Task instructions: Reproduce the records exactly, beginning with their first line and ending with the line that contains "This is a backport", and output nothing more.

Dataset entries:
PR #4876, opened 2020-09-14
MONGOID-4978 Stop raising error when performing multi-batch query with QueryCache enabled

egiurleo:
This is a backport of RUBY-2338 into Mongoid ([see corresponding driver PR](https://github.com/mongodb/mongo-ruby-driver/pull/2072)).

There was a bug in the query cache implementation where it would cache _all_ queries, not just single batch queries. Thus, when the user tried to perform the same multi-batch query twice, it would attempt to re-iterate the cached query, which isn't allowed in the Ruby driver, and would raise an error.

### DIFF
--- a/spec/mongoid/query_cache_spec.rb
+++ b/spec/mongoid/query_cache_spec.rb
@@ -460,13 +460,19 @@ describe Mongoid::QueryCache do
 
    context 'when querying colleciton larger than the batch size' do
      before do
-       101.times { Band.create! }
+       Band.destroy_all
+       101.times { |i| Band.create!(_id: i) }
      end
 
      it 'does not raise an exception when querying multiple times' do
        expect do
-         Band.all.to_a
-         Band.all.to_a
+         results1 = Band.all.to_a
+         expect(results1.length).to eq(101)
+         expect(results1.map { |band| band["_id"] }).to eq([*0..100])
+
+         results2 = Band.all.to_a
+         expect(results2.length).to eq(101)
+         expect(results2.map { |band| band["_id"] }).to eq([*0..100])
        end.not_to raise_error
      end
    end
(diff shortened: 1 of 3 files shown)


spec/mongoid/query_cache_spec.rb
```diff
@@ -611,7 +624,7 @@
       Mongoid::QueryCache.enabled = true
       10.times { Band.create! }
 
-      Band.batch_size(4).all.any?
+      Band.batch_size(4).to_a
```
egiurleo, line 627: I found out that calling `any?` with no block was actually causing a session leak. I documented it in [RUBY-2391](https://jira.mongodb.org/browse/RUBY-2391).

p-mongo: Does this leak apply to Mongoid's QC code also?

spec/mongoid/query_cache_spec.rb
```diff
@@ -458,6 +458,19 @@
...
     end
 
+   context 'when querying colleciton larger than the batch size' do
+     before do
+       101.times { Band.create! }
+     end
+
+     it 'does not raise an exception when querying multiple times' do
+       expect do
+         Band.all.to_a
```
p-mongo, line 468: Can these also assert at least the length of arrays returned and ideally contents?

p-mongo (approved):

spec/mongoid/query_cache_spec.rb
egiurleo: Good call! Done.

spec/mongoid/query_cache_spec.rb
egiurleo: Good question. I'll make a separate PR after this one.

p-mongo (approved):

PR #4884, opened 2020-09-21
Reorganize test splits

p-mongo:


p-mongo:
This PR significantly speeds up the test run. I had to adjust some tests that broke due to other tests mutating global state (e.g. model fields and which models are loaded).

egiurleo (approved):
Nice, thank you!

PR #4885, opened 2020-09-21
MONGOID-4756: modify query cache tests to check that query cache is used

egiurleo:
I took all tests that didn't have an `expect_query` call and added one. I also discovered that calling `Xyz.first` queries with a sort by id, so I added a note to MONGOID-4972 about it.

### DIFF
--- a/spec/mongoid/query_cache_spec.rb
+++ b/spec/mongoid/query_cache_spec.rb
@@ -255,24 +255,50 @@ describe Mongoid::QueryCache do
     end
 
     it 'returns all documents' do
-      expect(Person.all.to_a.count).to eq(3)
-      Person.first
-      expect(Person.all.to_a.count).to eq(3)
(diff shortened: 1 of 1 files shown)


spec/mongoid/query_cache_spec.rb
```diff
@@ -255,24 +255,50 @@
     end
 
     it 'returns all documents' do
-      expect(Person.all.to_a.count).to eq(3)
-      Person.first
-      expect(Person.all.to_a.count).to eq(3)
+      # Mongoid adds a sort by _id to the Person.first call, which is why
+      # these commands issue two queries instead of one.
+      expect_query(2) do
```
egiurleo, line 260: I added a note to MONGOID-4972 to document this.

p-mongo: :+1:

p-mongo (approved):

PR #4888, opened 2020-09-24
MONGOID-4972 Document query cache limitations + new driver query cache

egiurleo:


docs/tutorials/mongoid-queries.txt
```diff
@@ -967,14 +978,69 @@ recommended to use the block form described above:
...
+
+The following is a list of limitations of the Mongoid query cache:
+
+* The query cache does not cache query results that exceed the batch size.
+  The default batch size is 1000 documents.
+
+* The query cache does not take into account read preference or read concern
+  when deciding whether to return cached results. When performing the same
+  query with a different read preference or read concern with the query cache
+  enabled, the driver may return incorrect results.
```
p-mongo, line 1018: s/driver/Mongoid/ ? Or I would phrase it as "incorrect results may be returned" to avoid explicitly mentioning either one.

docs/tutorials/mongoid-queries.txt
```diff
@@ -967,14 +978,69 @@ recommended to use the block form described above:
...
+  do not invalidate the query cache. Cached results may be stale after performing
+  any of these operations.
+
+* Aggregation results are not cached.
+
+A Note on using ``#first``
+``````````````````````````
+
+Calling the ``first`` method on a model class imposes an ascending sort by
+the ``_id`` field on the underlying query. This may produce unexpected behavior.
```
p-mongo, line 1030: Suggest "This may produce unexpected behavior with respect to query caching."

docs/tutorials/mongoid-queries.txt
```diff
@@ -967,14 +978,69 @@ recommended to use the block form described above:
...
+However, because of the sort imposed on the second query, both methods
+will query the database and separately cache their results.
+
+.. code-block:: ruby
+
+  Band.all.to_a
+  #=> Queries the database and caches the results
+
+  Band.first
+  #=> Queries the database again because of the sort
```
p-mongo, line 1043: Is `Band.all.limit(1).first` going to produce the first cached document? If yes perhaps add this as a solution to this situation.

p-mongo (approved):

PR #4889, opened 2020-09-24
MONGOID-4956 add query cache information to release notes

egiurleo:


docs/tutorials/mongoid-upgrade.txt
```diff
@@ -362,6 +362,25 @@ Example Mongoid 7.1 behavior:
 Mongoid provides :ref:`sharding management Rake tasks <sharding-management>`
 to shard collections according to shard keys declared in models.
 
+Query Cache Moved to Driver
+------------------------------------
+
+Minor change: The Mongoid query cache has been deprecated in favor of a new
```
p-mongo, line 368: Similarly to the other PR, I suggest starting with the fact that Mongoid will use the driver's QC in 2.14, then listing the benefits, then stating the legacy QC is deprecated, and using the term  "the legacy Mongoid query cache" to refer to it.

Also can this link to the QC section in the docs (will potentially need an anchor added to the section so that it can be linked to).

docs/tutorials/mongoid-upgrade.txt
```diff
@@ -362,6 +362,25 @@ Example Mongoid 7.1 behavior:
...
+The interface for enabling and disabling the query cache in Mongoid has not
+changed. When using driver versions 2.14.0 and newer, this interface will
+enable or disable the query cache in the driver.
+
+The driver query cache is more correct and more effective than the legacy
+Mongoid query cache. If you plan to use the query cache, it is recommended
+that you upgrade to driver version 2.14.
+
+To read more about the query cache improvements made in the driver, see
+`the Ruby driver documentation <https://docs.mongodb.com/ruby-driver/tutorials/query-cache/>`_.
```
p-mongo, line 383: I believe this is a 404, I think https://docs.mongodb.com/ruby-driver/current/tutorials/query-cache/ would work.

egiurleo: Yup, thank you!

p-mongo (approved):
:+1:

PR #4890, opened 2020-09-25
Fix MONGOID-4993 Cleanup code in QC.cached/uncached resets cache enabled to nil when new driver is used


p-mongo:


p-mongo:
https://jira.mongodb.org/browse/MONGOID-4993

egiurleo (approved):

PR #4892, opened 2020-09-30
Fix query cache tests after API changes in driver

egiurleo:


spec/mongoid/query_cache_spec.rb
```diff
@@ -726,9 +741,24 @@
       Band.batch_size(4).to_a
     end
 
-    it 'does not cache the result' do
-      expect_query(1) do
-        expect(Band.all.map(&:id).size).to eq(10)
+    context 'with drivre query cache' do
```
p-mongo, line 744: driver is misspelled

p-mongo (approved):

egiurleo:
@p-mongo Sure thing.

spec/mongoid/query_cache_spec.rb
egiurleo: Whoops thanks!

PR #4893, opened 2020-10-02
MONGOID-5000 Add a test for bypassing the query cache on system collections

egiurleo:


spec/support/models/system_role.rb
```diff
@@ -0,0 +1,7 @@
+class SystemRole
+ include Mongoid::Document
+
+  # NOTE: this model is for test purposes only. It is not recommended that you
+  # store Mongoid documents in system collections.
```
egiurleo, line 5: Adding a note here in case someone stumbles upon this code in the wild and thinks this is a reasonable pattern haha

p-mongo: :+1:

p-mongo (approved):

PR #4894, opened 2020-10-03
MONGOID-4948 Use driver version constraints instead of looking for query cache


p-mongo:
https://jira.mongodb.com/browse/MONGOID-4948


egiurleo (approved):
This is great! Thank you.

PR #6075, opened 2025-12-12
MONGOID-5800 When initializing an embedded association with an invalid hash, got undefined method `with_indifferent_access' error

kyleburgess2025:
Currently, if a document with an `embeds_many` relationship is created with the embedded field set to a single hash, instead of an array of hashes, an error is raised with `undefined method 'with_indifferent_access'`. This behavior is new in 8.0. This PR allows backwards compatibility by checking if a value has the method `with_indifferent_access`, and, if not, we can assume it is an array that should be a hash. We convert it to a hash and call `with_indifferent_access` on the result.

### DIFF
--- a/lib/mongoid/association/nested/many.rb
+++ b/lib/mongoid/association/nested/many.rb
@@ -48,7 +48,11 @@ module Mongoid
         # @param [ Hash ] attributes The attributes hash to attempt to set.
         # @param [ Hash ] options The options defined.
         def initialize(association, attributes, options = {})
-          if attributes.respond_to?(:with_indifferent_access)
+          # If a hash is passed, and the first key is not an integer,
+          # we assume it's a single document being passed in.
+          if attributes.is_a?(Hash) && !attributes.keys.first.is_a?(Integer)
+            @attributes = [attributes]
+          elsif attributes.respond_to?(:with_indifferent_access)
             @attributes = attributes.with_indifferent_access.sort do |a, b|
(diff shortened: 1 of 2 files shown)


lib/mongoid/association/nested/many.rb
```diff
@@ -32,8 +32,10 @@ def build(parent, options = {})
           attributes.each do |attrs|
             if attrs.is_a?(::Hash)
               process_attributes(parent, attrs.with_indifferent_access)
-            else
+            elsif attrs[1].respond_to?(:with_indifferent_access)
               process_attributes(parent, attrs[1].with_indifferent_access)
+            else
+              process_attributes(parent, Hash[*attrs].with_indifferent_access)
```
kyleburgess2025: do we need more guards here in case it can't be cast to a hash?

jamis: I think it's probably smart to check that array has a non-zero and even number of elements, before creating a hash from it.

We should probably also raise an exception if that's not the case, so that we never have data being silently ignored. A simple `ArgumentError` would probably suffice, indicating that the arguments aren't supported or something.

jamis (changes requested):
This is a good solution, handling an edge case that we hadn't considered. As the OP noted in the ticket, this is technically not valid data, but if someone ran into this, and if we can handle the situation gracefully, we might as well.

jamis (approved):

PR #6078, opened 2025-12-19
MONGOID-5881 Setting an embeds_many association to empty array before save does not persist it

kyleburgess2025:


Jibola:
Superseded by https://github.com/mongodb/mongoid/pull/6157

PR #6080, opened 2026-01-09
MONGOID-5878 Object#=~ removed in Ruby 3.2

kyleburgess2025:
Object#=~ removed in Ruby 3.2, but we were doing Regex matches on fields that could potentially be objects. This PR ensures that if =~ is not defined, nil is returned.

### DIFF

Written answer:
PR #4876, opened 2020-09-14
MONGOID-4978 Stop raising error when performing multi-batch query with QueryCache enabled

egiurleo:
This is a backport of RUBY-2338 into Mongoid ([see corresponding driver PR](https://github.com/mongodb/mongo-ruby-driver/pull/2072)).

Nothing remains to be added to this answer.